▸ **DATA SECTION**:

PR #932, opened 2022-12-08
Remove range headers, and write status code before writing the body

jsoriano:


storage/resolver.go
```diff
@@ -43,15 +41,14 @@ func (resolver storageResolver) pipeRequestProxy(w http.ResponseWriter, r *http.
 	// Set headers before setting the body. If not, first call to w.Write will
 	// add some default values.
 	addRequestHeadersToResponse(w, resp)
+	w.WriteHeader(resp.StatusCode)
```
jsoriano, line 44: Just in case, according to docs the status code should be written before writing the body.

kpollich (approved):

hop-dev (approved):

PR #939, opened 2022-12-13
Add some APM instrumentation to storage indexer

jsoriano:


mrodm (approved):
Nice! 
This will give us some insights about the storage indexer, thanks!

Issue #938, opened 2022-12-13
Reduce scope of the package registry as library


jsoriano:
Sub-packages in the package registry are exposed also as modules. When making refactors in the registry this forces us to maintain backwards compatibility, or risk breaking dependent projects, while the package registry is not generally intended to be used as library.

Move internal functionality to internal modules, and clarify what functionality can be used externally. For example it may make sense to keep public the structs that are mapped to JSON API objects. But almost any other functionality should be probably internal.

This change will be breaking for projects using the registry as library, and require to bump to a v2 version.

kpollich:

▸ **TO DO**: Transcribe the data above in full, keeping every word as it is.

▸ **RESULT OF THE TASK**:
PR #932, opened 2022-12-08
Remove range headers, and write status code before writing the body

jsoriano:


storage/resolver.go
```diff
@@ -43,15 +41,14 @@ func (resolver storageResolver) pipeRequestProxy(w http.ResponseWriter, r *http.
 	// Set headers before setting the body. If not, first call to w.Write will
 	// add some default values.
 	addRequestHeadersToResponse(w, resp)
+	w.WriteHeader(resp.StatusCode)
```
jsoriano, line 44: Just in case, according to docs the status code should be written before writing the body.

kpollich (approved):

hop-dev (approved):

PR #939, opened 2022-12-13
Add some APM instrumentation to storage indexer

jsoriano:


mrodm (approved):
Nice! 
This will give us some insights about the storage indexer, thanks!

Issue #938, opened 2022-12-13
Reduce scope of the package registry as library


jsoriano:
Sub-packages in the package registry are exposed also as modules. When making refactors in the registry this forces us to maintain backwards compatibility, or risk breaking dependent projects, while the package registry is not generally intended to be used as library.

Move internal functionality to internal modules, and clarify what functionality can be used externally. For example it may make sense to keep public the structs that are mapped to JSON API objects. But almost any other functionality should be probably internal.

This change will be breaking for projects using the registry as library, and require to bump to a v2 version.

kpollich:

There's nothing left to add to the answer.